PROBLEM: Please write out, exactly, every line of the listing from its first line through the one that includes "-105,14 +105,18 @@".
BEGIN RECORDS FOR THIS TASK
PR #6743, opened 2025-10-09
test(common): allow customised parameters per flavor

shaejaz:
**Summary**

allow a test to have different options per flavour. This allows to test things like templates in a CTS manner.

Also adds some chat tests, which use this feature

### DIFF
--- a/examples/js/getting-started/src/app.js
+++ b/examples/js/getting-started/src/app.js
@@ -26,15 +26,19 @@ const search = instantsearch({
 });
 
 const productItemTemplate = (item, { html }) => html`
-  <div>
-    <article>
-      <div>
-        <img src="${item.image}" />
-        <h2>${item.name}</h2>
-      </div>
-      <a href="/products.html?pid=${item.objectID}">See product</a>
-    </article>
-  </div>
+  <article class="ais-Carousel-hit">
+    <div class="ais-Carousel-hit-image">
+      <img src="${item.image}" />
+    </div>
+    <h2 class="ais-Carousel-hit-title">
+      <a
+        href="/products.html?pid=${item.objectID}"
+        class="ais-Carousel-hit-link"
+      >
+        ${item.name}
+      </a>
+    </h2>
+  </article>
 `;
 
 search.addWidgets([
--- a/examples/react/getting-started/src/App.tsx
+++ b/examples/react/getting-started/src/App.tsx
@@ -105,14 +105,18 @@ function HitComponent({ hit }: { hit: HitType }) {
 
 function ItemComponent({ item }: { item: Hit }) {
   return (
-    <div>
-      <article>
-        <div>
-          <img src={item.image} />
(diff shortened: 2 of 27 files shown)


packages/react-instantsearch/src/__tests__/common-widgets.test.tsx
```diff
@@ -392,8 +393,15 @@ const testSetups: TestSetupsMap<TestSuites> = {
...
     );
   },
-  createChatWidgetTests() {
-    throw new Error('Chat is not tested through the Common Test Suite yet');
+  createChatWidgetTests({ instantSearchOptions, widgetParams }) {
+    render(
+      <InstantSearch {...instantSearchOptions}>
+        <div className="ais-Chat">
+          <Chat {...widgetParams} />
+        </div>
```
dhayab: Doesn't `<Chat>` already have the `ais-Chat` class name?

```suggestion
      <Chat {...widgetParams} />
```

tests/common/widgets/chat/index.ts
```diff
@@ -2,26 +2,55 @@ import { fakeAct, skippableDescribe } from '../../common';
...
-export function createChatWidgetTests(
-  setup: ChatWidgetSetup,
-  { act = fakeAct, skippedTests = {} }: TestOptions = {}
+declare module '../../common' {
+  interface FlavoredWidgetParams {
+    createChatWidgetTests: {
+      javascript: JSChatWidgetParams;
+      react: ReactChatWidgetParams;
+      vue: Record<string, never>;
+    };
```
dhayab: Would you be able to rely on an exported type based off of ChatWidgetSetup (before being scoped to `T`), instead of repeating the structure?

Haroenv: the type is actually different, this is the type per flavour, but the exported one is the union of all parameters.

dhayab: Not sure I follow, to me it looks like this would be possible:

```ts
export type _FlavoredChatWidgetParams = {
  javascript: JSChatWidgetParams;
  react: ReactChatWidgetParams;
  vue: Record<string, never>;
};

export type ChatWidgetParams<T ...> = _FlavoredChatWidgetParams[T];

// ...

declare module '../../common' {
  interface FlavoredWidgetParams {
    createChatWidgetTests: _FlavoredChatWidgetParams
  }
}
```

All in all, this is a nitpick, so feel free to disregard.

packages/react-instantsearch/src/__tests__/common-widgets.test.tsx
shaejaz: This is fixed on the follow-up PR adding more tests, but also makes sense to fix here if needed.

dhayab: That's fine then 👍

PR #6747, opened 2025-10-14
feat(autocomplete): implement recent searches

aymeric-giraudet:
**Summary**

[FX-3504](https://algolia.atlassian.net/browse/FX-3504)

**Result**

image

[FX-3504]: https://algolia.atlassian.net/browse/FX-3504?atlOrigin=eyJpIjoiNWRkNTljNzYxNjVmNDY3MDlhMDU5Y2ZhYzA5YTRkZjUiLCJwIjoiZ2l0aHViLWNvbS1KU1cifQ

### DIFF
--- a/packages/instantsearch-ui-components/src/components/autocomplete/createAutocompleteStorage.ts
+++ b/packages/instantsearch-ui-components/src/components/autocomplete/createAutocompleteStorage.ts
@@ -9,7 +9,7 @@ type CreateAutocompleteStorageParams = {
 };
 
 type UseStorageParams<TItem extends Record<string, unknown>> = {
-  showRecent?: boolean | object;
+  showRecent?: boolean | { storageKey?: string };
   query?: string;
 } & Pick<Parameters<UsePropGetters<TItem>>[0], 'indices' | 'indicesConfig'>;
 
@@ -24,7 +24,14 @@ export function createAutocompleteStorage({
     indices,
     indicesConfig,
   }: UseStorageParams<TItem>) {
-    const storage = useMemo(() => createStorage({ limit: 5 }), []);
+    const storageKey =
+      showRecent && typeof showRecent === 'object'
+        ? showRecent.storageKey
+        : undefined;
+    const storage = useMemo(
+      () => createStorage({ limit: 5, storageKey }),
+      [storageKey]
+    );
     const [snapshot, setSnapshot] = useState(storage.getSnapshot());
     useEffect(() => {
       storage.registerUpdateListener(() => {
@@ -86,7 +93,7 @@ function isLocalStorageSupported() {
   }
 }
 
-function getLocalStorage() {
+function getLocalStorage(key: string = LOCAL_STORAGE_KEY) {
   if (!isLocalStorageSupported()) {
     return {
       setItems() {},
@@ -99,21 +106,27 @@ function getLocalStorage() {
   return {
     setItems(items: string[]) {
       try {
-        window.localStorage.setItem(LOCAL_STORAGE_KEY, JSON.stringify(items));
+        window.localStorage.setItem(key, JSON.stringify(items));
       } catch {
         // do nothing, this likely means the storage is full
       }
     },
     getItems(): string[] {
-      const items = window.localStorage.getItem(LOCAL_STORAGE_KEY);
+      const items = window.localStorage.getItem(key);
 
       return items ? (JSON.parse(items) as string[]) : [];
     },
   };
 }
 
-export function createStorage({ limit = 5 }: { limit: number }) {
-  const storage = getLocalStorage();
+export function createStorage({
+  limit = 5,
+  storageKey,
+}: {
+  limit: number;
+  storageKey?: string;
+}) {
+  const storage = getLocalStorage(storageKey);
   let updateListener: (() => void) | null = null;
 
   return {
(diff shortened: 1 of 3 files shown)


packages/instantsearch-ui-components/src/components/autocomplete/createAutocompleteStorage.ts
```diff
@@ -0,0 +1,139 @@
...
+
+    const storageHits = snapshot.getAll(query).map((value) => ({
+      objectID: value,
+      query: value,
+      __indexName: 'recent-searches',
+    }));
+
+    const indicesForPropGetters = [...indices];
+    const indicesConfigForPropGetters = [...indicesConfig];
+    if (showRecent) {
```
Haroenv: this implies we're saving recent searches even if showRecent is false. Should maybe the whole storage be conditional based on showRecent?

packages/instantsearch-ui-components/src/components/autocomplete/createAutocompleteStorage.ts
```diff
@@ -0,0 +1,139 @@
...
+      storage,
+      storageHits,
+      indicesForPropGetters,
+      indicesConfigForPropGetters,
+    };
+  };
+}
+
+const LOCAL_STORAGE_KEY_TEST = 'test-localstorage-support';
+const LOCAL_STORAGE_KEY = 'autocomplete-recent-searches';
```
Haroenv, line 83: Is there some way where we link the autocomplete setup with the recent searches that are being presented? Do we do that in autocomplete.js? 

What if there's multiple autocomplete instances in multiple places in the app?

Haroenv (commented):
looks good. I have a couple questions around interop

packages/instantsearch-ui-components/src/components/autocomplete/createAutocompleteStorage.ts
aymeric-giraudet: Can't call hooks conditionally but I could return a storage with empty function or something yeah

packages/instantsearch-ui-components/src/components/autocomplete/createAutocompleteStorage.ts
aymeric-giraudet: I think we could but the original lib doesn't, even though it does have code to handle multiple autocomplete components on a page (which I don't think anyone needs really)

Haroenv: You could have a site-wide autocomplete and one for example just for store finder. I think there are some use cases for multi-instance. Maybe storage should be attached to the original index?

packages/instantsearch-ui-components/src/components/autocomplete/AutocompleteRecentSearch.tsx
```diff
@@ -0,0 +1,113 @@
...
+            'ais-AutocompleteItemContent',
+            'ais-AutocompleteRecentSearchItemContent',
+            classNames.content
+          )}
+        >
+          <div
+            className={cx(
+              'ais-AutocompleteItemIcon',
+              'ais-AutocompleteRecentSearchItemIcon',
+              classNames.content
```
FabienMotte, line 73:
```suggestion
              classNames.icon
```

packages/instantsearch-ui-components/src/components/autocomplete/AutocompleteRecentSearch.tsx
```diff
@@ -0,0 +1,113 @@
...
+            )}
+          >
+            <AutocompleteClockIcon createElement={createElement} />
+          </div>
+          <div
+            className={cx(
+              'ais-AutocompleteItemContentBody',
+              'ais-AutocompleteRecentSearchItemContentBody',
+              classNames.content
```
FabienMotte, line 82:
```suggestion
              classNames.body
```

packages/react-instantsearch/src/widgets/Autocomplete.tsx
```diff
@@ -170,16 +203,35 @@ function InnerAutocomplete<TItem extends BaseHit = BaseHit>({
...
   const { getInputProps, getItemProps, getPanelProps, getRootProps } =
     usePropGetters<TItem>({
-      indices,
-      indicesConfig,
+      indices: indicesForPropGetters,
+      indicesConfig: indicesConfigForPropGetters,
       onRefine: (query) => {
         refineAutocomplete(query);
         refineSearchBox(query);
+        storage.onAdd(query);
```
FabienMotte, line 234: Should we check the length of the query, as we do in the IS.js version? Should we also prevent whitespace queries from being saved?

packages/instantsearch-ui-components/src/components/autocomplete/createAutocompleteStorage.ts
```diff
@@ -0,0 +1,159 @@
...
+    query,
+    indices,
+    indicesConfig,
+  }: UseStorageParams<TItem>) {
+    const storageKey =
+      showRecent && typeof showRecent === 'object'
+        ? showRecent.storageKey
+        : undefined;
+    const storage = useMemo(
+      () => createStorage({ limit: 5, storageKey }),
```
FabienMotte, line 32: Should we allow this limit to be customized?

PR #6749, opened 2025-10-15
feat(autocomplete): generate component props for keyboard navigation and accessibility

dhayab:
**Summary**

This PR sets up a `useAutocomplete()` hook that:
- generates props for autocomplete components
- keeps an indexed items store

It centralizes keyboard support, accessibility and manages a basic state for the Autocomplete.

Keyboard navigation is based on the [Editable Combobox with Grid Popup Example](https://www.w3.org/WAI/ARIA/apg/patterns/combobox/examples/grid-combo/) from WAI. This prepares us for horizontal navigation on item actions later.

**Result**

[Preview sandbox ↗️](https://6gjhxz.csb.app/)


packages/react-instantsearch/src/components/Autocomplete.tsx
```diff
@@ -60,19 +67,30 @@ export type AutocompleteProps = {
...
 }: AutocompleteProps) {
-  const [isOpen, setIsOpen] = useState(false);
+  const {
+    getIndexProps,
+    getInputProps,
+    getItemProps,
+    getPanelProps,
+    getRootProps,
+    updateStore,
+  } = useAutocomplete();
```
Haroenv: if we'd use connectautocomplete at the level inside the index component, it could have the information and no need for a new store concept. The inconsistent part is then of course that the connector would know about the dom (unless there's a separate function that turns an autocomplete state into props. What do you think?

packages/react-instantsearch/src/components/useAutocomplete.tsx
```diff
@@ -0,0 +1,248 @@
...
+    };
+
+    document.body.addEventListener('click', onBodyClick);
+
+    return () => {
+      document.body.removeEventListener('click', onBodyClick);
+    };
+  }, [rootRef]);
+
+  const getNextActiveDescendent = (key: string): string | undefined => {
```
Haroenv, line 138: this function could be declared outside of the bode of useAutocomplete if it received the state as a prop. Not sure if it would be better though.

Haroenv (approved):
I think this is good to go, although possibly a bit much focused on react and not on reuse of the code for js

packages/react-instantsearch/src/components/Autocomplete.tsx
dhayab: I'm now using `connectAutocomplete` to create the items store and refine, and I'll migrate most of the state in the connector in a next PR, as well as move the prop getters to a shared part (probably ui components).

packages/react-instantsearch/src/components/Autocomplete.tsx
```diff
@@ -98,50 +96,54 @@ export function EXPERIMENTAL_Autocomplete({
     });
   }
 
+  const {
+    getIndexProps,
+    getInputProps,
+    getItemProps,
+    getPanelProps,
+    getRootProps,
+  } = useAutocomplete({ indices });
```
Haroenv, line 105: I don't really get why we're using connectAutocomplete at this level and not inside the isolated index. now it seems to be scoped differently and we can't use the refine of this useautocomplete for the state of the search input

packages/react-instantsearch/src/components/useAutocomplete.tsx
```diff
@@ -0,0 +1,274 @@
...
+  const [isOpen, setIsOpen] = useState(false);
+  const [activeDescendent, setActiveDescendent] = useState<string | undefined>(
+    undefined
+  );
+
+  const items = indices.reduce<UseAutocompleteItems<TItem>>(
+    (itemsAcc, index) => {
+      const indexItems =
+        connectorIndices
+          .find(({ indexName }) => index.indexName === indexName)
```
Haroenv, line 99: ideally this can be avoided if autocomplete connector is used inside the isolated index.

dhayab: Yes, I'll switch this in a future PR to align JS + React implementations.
END RECORDS FOR THIS TASK
OUTPUT FOR THIS EXERCISE:
PR #6743, opened 2025-10-09
test(common): allow customised parameters per flavor

shaejaz:
**Summary**

allow a test to have different options per flavour. This allows to test things like templates in a CTS manner.

Also adds some chat tests, which use this feature

### DIFF
--- a/examples/js/getting-started/src/app.js
+++ b/examples/js/getting-started/src/app.js
@@ -26,15 +26,19 @@ const search = instantsearch({
 });
 
 const productItemTemplate = (item, { html }) => html`
-  <div>
-    <article>
-      <div>
-        <img src="${item.image}" />
-        <h2>${item.name}</h2>
-      </div>
-      <a href="/products.html?pid=${item.objectID}">See product</a>
-    </article>
-  </div>
+  <article class="ais-Carousel-hit">
+    <div class="ais-Carousel-hit-image">
+      <img src="${item.image}" />
+    </div>
+    <h2 class="ais-Carousel-hit-title">
+      <a
+        href="/products.html?pid=${item.objectID}"
+        class="ais-Carousel-hit-link"
+      >
+        ${item.name}
+      </a>
+    </h2>
+  </article>
 `;
 
 search.addWidgets([
--- a/examples/react/getting-started/src/App.tsx
+++ b/examples/react/getting-started/src/App.tsx
@@ -105,14 +105,18 @@ function HitComponent({ hit }: { hit: HitType }) {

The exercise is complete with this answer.